Data breaches cost UK businesses millions every time
New research shows the average cost of data breaches for UK businesses continues to rise, with customers potentially bearing the heaviest burden.
A report from IBM found that the cost of a data breach has risen by 5% between now and 2024, bringing the average cost of a data breach to £3.58m per incident.
For attacks in the financial sector, this figure rises to a staggering £6.05 million, followed by over £5.51 million in professional services and £5.4 million in the technology sector.
Long recovery periods
Stolen credentials and phishing attacks were the top tactics used as initial attack vectors in data breaches, resulting in an average cost of £$0.27 million and £3.59 million respectively.
As collateral damage increases, more than 60% of organizations globally say they will increase the cost of goods and services this year as a result of breaches and associated costs.

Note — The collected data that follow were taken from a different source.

PR #1595, opened 2019-11-26
#1592 refund utility

### LINKED ISSUE #1592: Payment utility method: refund

Need to be able to 'refund'/'credit'/'return' goods. Initially this will just be for prescriptions, but may extend to supplier credits.

A utility method, `refund(TransactionBatch[] batches)`

- Will take an array of `TransactionBatch`s - creates a `CustomerCredit` 
- Adds a matching but inverse `TransactionBatch` for each passed batch to the `CustomerCredit` created, with a type of `"stock_in"`

N/A

## Additional context

N/A

joshxg:
Fixes #1592 

## Change summary

- Adds refund() utility
- Added a `createRecord` for a `refundLine` - there's really just one more method to write - `cancel`, and that should cover all our use cases. Then it will be very easy to see where the shared/duplicated code is and can revert a few things. Finding it much easier this way

## Testing

N/A

N/A

### DIFF
--- a/src/utilities/modules/dispensary/refund.js
+++ b/src/utilities/modules/dispensary/refund.js
@@ -19,8 +19,8 @@ import { UIDatabase } from '../../../database';
  */
 export const refund = (currentUser, patient, batches) => {
   const forSamePatient = batches.every(({ transaction }) => {
-    const { otherPartyName } = transaction;
-    return patient.id === otherPartyName.id;
+    const { otherParty } = transaction;
+    return patient.id === otherParty?.id;
   });
 
   if (!batches.length) throw new Error('Trying to refund void');
--- a/src/utilities/modules/dispensary/refund.js
+++ b/src/utilities/modules/dispensary/refund.js
@@ -9,7 +9,7 @@ import { UIDatabase } from '../../../database';
 /**
  * Utility to refund a collection of TransactionBatch records. Creates a
  * single CustomerCredit and for each TransactionBatch that should be
- * refund, a RefundLine record, which enters the batch back into stock
+ * refunded, a RefundLine record, which enters the batch back into stock
  * and adds credit for the patient.
  *
  *
--- a/src/utilities/modules/dispensary/refund.js
+++ b/src/utilities/modules/dispensary/refund.js
@@ -6,6 +6,17 @@
 import { createRecord } from '../../../database/utilities';
 import { UIDatabase } from '../../../database';
 
+/**
+ * Utility to refund a collection of TransactionBatch records. Creates a
+ * single CustomerCredit and for each TransactionBatch that should be
+ * refund, a RefundLine record, which enters the batch back into stock
+ * and adds credit for the patient.
+ *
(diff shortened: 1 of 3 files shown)


src/utilities/modules/dispensary/refund.js
```diff
@@ -0,0 +1,44 @@
...
+/**
+ * Utility to refund a collection of TransactionBatch records. Creates a
+ * single CustomerCredit and for each TransactionBatch that should be
+ * refund, a RefundLine record, which enters the batch back into stock
+ * and adds credit for the patient.
+ *
+ *
+ * @param {User}               currentUser The currently logged in user.
+ * @param {Name}               patient     The patient to refund to
+ * @param {TransactionBatch[]} batches     Array of batches to be refund
```
mark-prins:
```suggestion
 * @param {TransactionBatch[]} batches     Array of batches to be refunded
```

src/utilities/modules/dispensary/refund.js
```diff
@@ -0,0 +1,44 @@
...
+ */
+export const refund = (currentUser, patient, batches) => {
+  const forSamePatient = batches.every(({ transaction }) => {
+    const { otherPartyName } = transaction;
+    return patient.id === otherPartyName.id;
```
mark-prins: `otherPartyName` couldn't be null, could it?

src/utilities/modules/dispensary/refund.js
```diff
@@ -0,0 +1,44 @@
...
+  });
+
+  if (!batches.length) throw new Error('Trying to refund void');
+  if (!forSamePatient) throw new Error('Batches for different patients!');
+
+  const sumOfCredit = batches.reduce((acc, { total }) => acc + total, 0);
```
mark-prins: are the refunded transactions marked in some way, so they can't be refunded again?

joshxg: No. Need to make another desktop issue to find out different/correct behaviour. A new field may need to be added to `[trans_line]` or something as you can just refund as many times as you like.

Can even refund the same item multiple times in the same credit!

image

src/utilities/modules/dispensary/refund.js
joshxg: cbe90b871c4bdc1e9864c3e184e393690062b99d

src/utilities/modules/dispensary/refund.js
joshxg: oops thats broken completely, cheers - e375cbae25c5ae62762dd3a0d19651c41e921df8

src/utilities/modules/dispensary/refund.js
joshxg: Hope you don't mind me addressing this elsewhere, possibly after a discussion!

mark-prins: yes, I think it needs to be sorted separately - and especially because desktop needs a tidy up first!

Globally, only 12% of organizations that suffered a data breach reported that they were able to fully recover from a data breach. Most organizations took more than 100 days. Internal detection typically saves a company up to $1 million and reduces the process by 61 days compared to incidents reported by an attacker.

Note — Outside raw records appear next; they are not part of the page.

PR #3629, opened 2021-02-26
#3626 Update temperatureBreachConfig thresholds

### LINKED ISSUE #3626: Sensor Thresholds: HOT Cumulative showing lower value than COLD Cumulative
## Describe the bug

In Sensor Thresholds setting, HOT Cumulative showing lower value than COLD Cumulative

### To reproduce

1. Go to Vaccine-> Add Sensor -> Go to Step 2 of Sensor Threshold
2. Click on "-" icon for Hot cumulative in such a way that its value be lower than Cold Cumulative.
3. See error. It allows in case of Cumulative where as in case of Consecutive Hot/Cold it doesn't allow
photo_2021-02-25 12 31 49

### Expected behaviour

Temperatures are bound by the hot/cold in each group. HOT Cumulative cannot be lower than COLD Cumulative and vice versa. Also "-"  sign against values shown as dot "." when number's length increases. It would be good to enlarge space for Value field.
photo_2021-02-25 12 31 12

### Proposed Solution

### Version and device info

- App version: v7.0.0-rc7
- Tablet model: Lenovo
- OS version: 8.1

katherine-sussol:
Fixes #3626 

## Change summary

- Super tiny tweak to min/max thresholds so hot > cold when creating and editing breach configs for a sensor

## Testing

- [ ] Try to add new sensor
  - [ ] Try to set hot cumulative <= cold cumulative (shouldn't let you)
  - [ ] Try to set cold cumulative >= hot cumulative (shouldn't let you)
- [ ] Try to edit existing sensor
  - [ ] Try to set hot cumulative <= cold cumulative (shouldn't let you)
  - [ ] Try to set cold cumulative >= hot cumulative (shouldn't let you)

Creating new sensor was allowing hot/cold to be equal, adjusted to align with edit flow (min diff of 0.1)

### DIFF
--- a/src/selectors/Entities/temperatureBreachConfig.js
+++ b/src/selectors/Entities/temperatureBreachConfig.js
@@ -33,11 +33,11 @@ export const selectEditingConfigThresholds = state => {
     COLD_CUMULATIVE: coldCumulativeConfig = {},
   } = editingConfigs;
 
-  const coldConsecutiveThreshold = (hotConsecutiveConfig.minimumTemperature ?? 0) - 0.1;
-  const hotConsecutiveThreshold = (coldConsecutiveConfig.maximumTemperature ?? 0) + 0.1;
+  const coldConsecutiveThreshold = hotConsecutiveConfig.minimumTemperature ?? 0 - 0.1;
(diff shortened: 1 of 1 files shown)


joshxg (approved):
nice :)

Severe IT staff shortages worldwide have led to higher breach costs, forcing companies to increase security budgets and invest in staff training. Business disruption and third-party and customer responses following a breach also drive up costs.
Businesses can try to limit the damage, with most ransomware victims who engage law enforcement avoiding paying the ransom (63%). Victims who used security AI and automation to detect and contain incidents were on average 106 days faster than those without.
However, the adoption of next-generation AI technologies is expected to introduce new risks for security teams. 47% of business leaders surveyed were concerned about new attacks on AI, while 51% were worried about new security breaches and unpredictable risks that could come with them.
“In a landscape characterised by increasing cyber threats, this year’s report highlights critical vulnerabilities and strategic opportunities,” said Martin Borrett, technical director, IBM Security UKI.
“Globally, organisations with severe security staff shortages have been hit by a substantial increase in breach costs. Security AI and automation are effective in supporting team efforts to identify and accelerate incident response, enabling UK businesses to reduce both the cost of breaches and the impact on the business. Robust, AI-driven security measures are essential, and addressing regulatory non-compliance and IoT vulnerabilities remains critical.”